If I am trying to develop a Collaborative Filtering (CF) model without any ratings/scores, I can infer the ratings/scores based on some sort of observed behavior and score it.
For the sake of brevity, let’s say for each second a user stays on a page, it is awarded half of a point up to a maximum of 5 points. We can model this as:
score(user, page) = 0.5 * time_spent_on_webpage, where 1 <= time_spent_on_webpage <= 5
And so we can use this trivial model to populate our utility matrix. Afterward, we go and apply collaborative filtering technique to decompose the utility matrix into 2 lower rank matrices.
The last step where we factorize the utility matrix into two smaller rank matrices, we’ll call the matrices A and B respectively. So effectively, what we have done here is we’ve created a new model that will predict the time a user will spend on a given webpage.

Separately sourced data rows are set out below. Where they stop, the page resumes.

PR #547, opened 2017-10-23
test(journeys): add message receipt to file xfer tests

adamweeks:
After watching all of the tests from today, sometimes the next file transfer will go across before the receipt message gets posted. Also, there was a weird assertion in send message that shouldn't be there.


bzang:
Nice catch!

PR #549, opened 2017-10-26
Group Call activity names

adamweeks:


packages/node_modules/@ciscospark/react-container-activity-list/src/selectors.js
```diff
@@ -269,34 +273,66 @@ function getCallData(activity, currentUser) {
...
   const me = _.find(callObject.participants.items, (p) => p.person.entryUUID === currentUser.id);
 
+  const iWasJoined = me && me.state === `LEFT`;
   const iDeclined = me && me.state === `DECLINED`;
   const everyBodyJoined = _.every(callObject.participants.items, (p) => p.state === `LEFT`);
 
-  let arg;
-  let status;
+  const callees = _.filter(callObject.participants.items, (p) => !p.isInitiator);
+  const noBodyJoined = _.every(callees, (p) => p.state !== `LEFT`);
```
bzang: Can we import the lodash methods explicitly so that we can tree shake? Or use your suggestion to just use native methods.

adamweeks:
@bzang fixed up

Is the understanding here correct?
I assume you are referring to Lesson 4 of Practical Deep Learning for Coders. Your understanding seems right to me. However, I do not recall any reference to “decomposing the utility matrix”, though finding the two embeddings via SGD can be formalized as this.
So effectively, what we have done here is we’ve created a new model that will predict the time a user will spend on a given webpage.
…given the times a user has spent on some of the other pages.
One point is that you are not required to limit the rating to [.5,5]. You could use the actual number of minutes, perhaps with an upper cap to limit outliers. There’s a spot in the Lesson 4 where Jeremy maps sigmoid into the range of the ratings - you would have to adjust that calculation. Otherwise, Lesson 4 applies.
Were you able to get some results on this? I am attempting to do something similar with ‘bought’ or ‘did not buy’ data [0,1] (mostly to extract interesting embeddings). I believe your intuition is correct as long as the y_range is adjusted accordingly.
The general approach I have is:
df_filt = df[['user_id','product_id','purchase_binary']]
data = CollabDataBunch.from_df(df_filt, seed=42)
y_range = [-.01,1.1]
learn = collab_learner(data, n_factors=5, y_range=y_range, wd = 0.1)
learn.fit(3, 1e-1, wd=0.1)
I’m wondering if you got some interesting results?
Im struggling with the lr finder, as it keeps showing decreasing loss even at 1e+00.
But otherwise getting validation loss of 0.0103 which seems promising.
Bump. Very curious to see a fastai implicit feedback implementation if you can share the notebook!
Juan Pablo, I tried your method (I removed the ratings data and created a new column “watched” by assigning a 0 for not watched and a 1 for watched for any given user-title combination) on the Movie Lens dataset. The code runs with no errors.
My main goal is to see if the embeddings for the movies make sense, as in does it do a good job of identifying movies that are like any given movie?
As an example, I generated a list of top 30 movies that are like “Silence of the Lambs” as in the book using the ratings data. I also did the same without the ratings data (used watched columns instead as explained above) and saw that only 3 of the movies generated in the list of 30 closest movies were in the original list. Which is not giving me much confidence as to the effectiveness of this approach.
So I am wondering if:
- My approach is erroneous
- Using embeddings without ratings actually yields any usable information for creating neighbourhoods (movies similar to a given movie)
Does anyone have any insight on this?